You need four years of undergraduate school and 4 years of dental school; if a dentist wants to specialize, he or she must complete a 1-2 year residency program. Dentists prevent, diagnose, and treat problems within the mouth such as tooth decay. They also repair chipped teeth, prescribe dentures, and perform root canals.
This career involves helping patients become more independent again after injury or illness. They help patients regain strength, coordination, range of motion, and posture through exercises, taking into account pain, swelling, or wounds. An occupational therapist needs to complete undergraduate course work and at least 2 years of graduate school.
Physical therapists are in high demand in the medical field. Individuals who work in this capacity help patients with physical disabilities and well as those who are recovering from injuries that impair their physical mobility. Physical therapists must complete intense undergraduate and graduate-level education and training prior to becoming licensed to practice in their state.

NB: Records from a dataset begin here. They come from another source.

PR #1197, opened 2020-03-12
Concurrent app channels

andrewgordstewart:


packages/xstate-wallet/src/store/memory-store.ts
```diff
@@ -167,12 +169,42 @@ export class MemoryStore implements Store {
     }
     channelEntry.setFunding(funding);
   }
-  public async getLedger(peerId: string) {
-    const ledgerId = this._ledgers[peerId];
 
-    if (!ledgerId) throw new Error(`No ledger exists with peer ${peerId}`);
+  public async lockLedger(participantId: string): Promise<LedgerLocked> {
```
snario: Usually the term used is `acquire` so maybe `acquireLockForLedgerChannel` is a better name?

packages/xstate-wallet/src/store/memory-store.ts
```diff
@@ -67,16 +68,24 @@ interface InternalEvents {
...
+
 export class MemoryStore implements Store {
   readonly chain: Chain;
   protected _channels: Record<string, MemoryChannelStoreEntry | undefined> = {};
   private _objectives: Objective[] = [];
   private _nonces: Record<string, BigNumber | undefined> = {};
   private _eventEmitter = new EventEmitter<InternalEvents>();
   private _privateKeys: Record<string, string | undefined> = {};
-  protected _ledgers: Record<string, string | undefined> = {};
+  protected _ledgers: Record<string, LedgerStatus | undefined> = {};
```
snario: Perhaps name this more explicitly as `_ledgerChannelLockStatuses`?

packages/xstate-wallet/src/store/store.ts
```diff
@@ -18,14 +18,16 @@ export interface Store {
     appDefinition?: string
   ): Promise<ChannelStoreEntry>;
   getEntry(channelId): Promise<ChannelStoreEntry>;
+
+  ledgerFeed: Observable<LedgerUpdated>;
+  lockLedger(participantId: string): Promise<LedgerUpdated>;
```
snario: If we ever wanted to allow for replace-by-incentive apps in the wallet, we'll also need some sort of lock mechanism on app channels I think. Should we implement a more general locking API on a channel ID instead of specifically for ledger channels?

packages/xstate-wallet/src/store/store.ts
```diff
@@ -18,14 +18,16 @@ export interface Store {
...
+  releaseLedger(status: LedgerStatus): Promise<void>;
   getLedger(peerId: string): Promise<ChannelStoreEntry>;
-  // TODO: This is awkward. Might be better to set the funding on create/initialize channel?
+
   setFunding(channelId: string, funding: Funding): Promise<void>;
-  // TODO: I don't know how the store is mean to send outgoing messages.
-  // But I need one, in order to implement virtual funding.
   addObjective(objective: Objective): void;
-  // TODO: should this be exposed via the Store?
```
snario: Did we decide it should be?

packages/xstate-wallet/src/store/memory-store.ts
andrewgordstewart: It's also the lookup for the `ledgerId` for a given `participantId`

packages/xstate-wallet/src/workflows/create-and-fund.ts
```diff
@@ -133,7 +147,20 @@ export const config: MachineConfig<Init, any, any> = {
   }
 };
 
-const services = (store: Store) => ({
+const acquireLock = (store: Store) => async (): Promise<LedgerUpdated> =>
+  await store.ledgerFeed
+    .pipe(
+      filter(s => s.participantId === HUB.participantId),
+      first(s => !s.lock),
+      map(async s => await store.lockLedger(s.participantId))
```
snario: I think you can omit `async` and `await` here

packages/xstate-wallet/src/store/memory-store.ts
snario: Is that necessary to cache assuming it is inside the `MemoryChannelStoreEntry`?

packages/xstate-wallet/src/store/store.ts
andrewgordstewart: That might be a good idea; it's probably worth separating the `ledgerId` lookup from the ledger channel's lock status

andrewgordstewart:
This lock strategy does not prevent deadlocks:
## Scenario:
- A, B concurrently to fund C1, C2 virtually, through H
- A has L1 open with H
- B has L2 open with H

## Notation: below, step1 & step2 together form an atomic action.
```
n. {
  a. step1
  b. step2
}
```

## Sequence
1. {
  a. A acquires lock on L1
  b. A triggers `virtuallyFund(C1)`. This creates joint channel J1.
  c. A is blocked on jointChannelUpdate(J1)
}
2. {
  a. B acquires lock on L2
  b. B triggers `virtuallyFund(C2)`. This creates joint channel J2.
  c. B is blocked on jointChannelUpdate(J2)
}

[A, B] are deadlocked -- neither will support the other's `jointChannelUpdate`

packages/xstate-wallet/src/store/memory-store.ts
andrewgordstewart: I don't quite follow.

On master, `_ledgers` serves this purpose:
1. I want to virtually fund `C` through `H`
2. I get to the step where I need to indirectly fund my guarantor
3. I need to find the `ledgerId` with the hub

The `ledgerId` is not stored on any `channelStoreEntry` until it is determined, and `_ledgers` is the discovery mechanism.

I think `_ledgers` should probably remain unchanged, and I can just add a `_locks: Record<channelId, Guid>` lookup.

andrewgordstewart:
Closing in favour of https://github.com/statechannels/monorepo/pull/1200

Speech-language pathologists work with patients to treat speech problems and eating and swallowing difficulties. Some work at home and others work in clinics, rehabilitation hospitals, and nursing homes. A speech therapist needs at least a master's degree and must be licensed by the state.
These clinicians provide primary and some acute care and can work in a clinic with a physician or alone. To become a nurse practitioner, you have to complete either a master's of nursing or doctorate in nursing practice and obtain state licensure.

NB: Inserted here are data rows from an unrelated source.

PR #1198, opened 2020-03-12
[web3t] Remove incorrect usages of 'seeder'

geoknee:
These mostly arise out of the (tempting but incorrect) assumption that anyone who uploads is a seeder.

### DIFF
--- a/packages/web3torrent/src/components/torrent-info/channels-list/ChannelsList.tsx
+++ b/packages/web3torrent/src/components/torrent-info/channels-list/ChannelsList.tsx
@@ -9,7 +9,7 @@ import {WebTorrentContext} from '../../../clients/web3torrent-client';
 export type UploadInfoProps = {
   wires: PaidStreamingWire[];
   channels: Dictionary<ChannelState>;
-  pseType: 'seeder' | 'leecher';
+  participantType: 'payer' | 'beneficiary';
 };
 
 class ChannelsList extends React.Component<UploadInfoProps> {
@@ -19,7 +19,7 @@ class ChannelsList extends React.Component<UploadInfoProps> {
     channelId: string,
     channels: Dictionary<ChannelState>,
     wires: PaidStreamingWire[],
-    pseType: 'seeder' | 'leecher'
+    participantType: 'payer' | 'beneficiary'
   ) {
     let channelButton;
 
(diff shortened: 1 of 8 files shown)


geoknee:
@spersico we currently have 

https://github.com/statechannels/monorepo/blob/5ece4ea6918d15ab60e6fa309c6aef1980b9fe5e/packages/web3torrent/src/types.ts#L3-L13

Which doesn't do as much justice as I would like to this issue. 

Should we have another status such as `Downloading&Uploading` ? Or rename `Downloading`?  And add this to to `UploadingStatuses`?

spersico:
@geoknee Ummm I think Downloading it's a valid state (for example when there are only one seeder and only one leecher, the leecher will only download). 

Also, that status was UI related, mostly (that's why it's not in the library, but on the client, and it's maintained by the torrent-status-checker utils). 

I like the idea of adding a status of Downloading&Uploading and add that to UploadingStatuses.

And we should stop showing one OR the other, and allow for **both sections** to be shown at the same time: https://github.com/statechannels/monorepo/blob/7343f348409fdb7717de2f2e0bcb9d4b69013493/packages/web3torrent/src/components/torrent-info/TorrentInfo.tsx#L40-L51

geoknee:
@spersico Sounds good, I can address this in a future PR.

The current state of the UI is to *always* show `UploadInfo`, and show `DownloadInfo` conditional on the download status. The plan would be to independently show both, but each has its own condition on the status. And also to introduce a `Downloading&Uploading` status that will activate both components.

packages/web3torrent/src/components/torrent-info/channels-list/ChannelsList.tsx
```diff
@@ -9,7 +9,7 @@ import {WebTorrentContext} from '../../../clients/web3torrent-client';
 export type UploadInfoProps = {
   wires: PaidStreamingWire[];
   channels: Dictionary<ChannelState>;
-  pseType: 'seeder' | 'leecher';
+  participantType: 'payer' | 'beneficiary';
```
tomclose: Wondering whether `data-sender` and `data-receiver` would be even clearer?

geoknee: This component is about Channels primarily, though. And these are the terms we are using in the `PaymentChannelClient`.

Audiologists do their best to ensure healthy ears and communication competency, and to identify and prevent hearing loss and auditory dysfunction. They also make recommendations on hearing aids and other technology, counsel patients, and provide rehabilitation services. Audiologists must complete a doctorate program in audiology and state licensure.
Another Option: Practice Management
With the trend toward large, multiple-physician practices, the non-clinical field of practice management has expanded greatly. Some medical practice managers move up into their jobs from lower level office administration positions, and others enter the field after completing a prescribed program of study in Healthcare Administration.
Licensure is not required to work in this capacity, but most hospitals and large practices prefer to hire individuals with specific certifications to manage their offices. Popular certifications in this field include:
Career Growth in the Medical Field
These are only a few of the many different career opportunities available in the medical field. If you're interesting in learning about additional types of jobs in this industry, see the Occupational Outlook Handbook published by the Bureau of Labor Statistics.
If you're looking for an occupation with long term growth potential, it's a good idea to consider a medical profession. Due to technological advances in healthcare and a rapidly aging population, medical professionals are likely to remain in high demand for many years to come.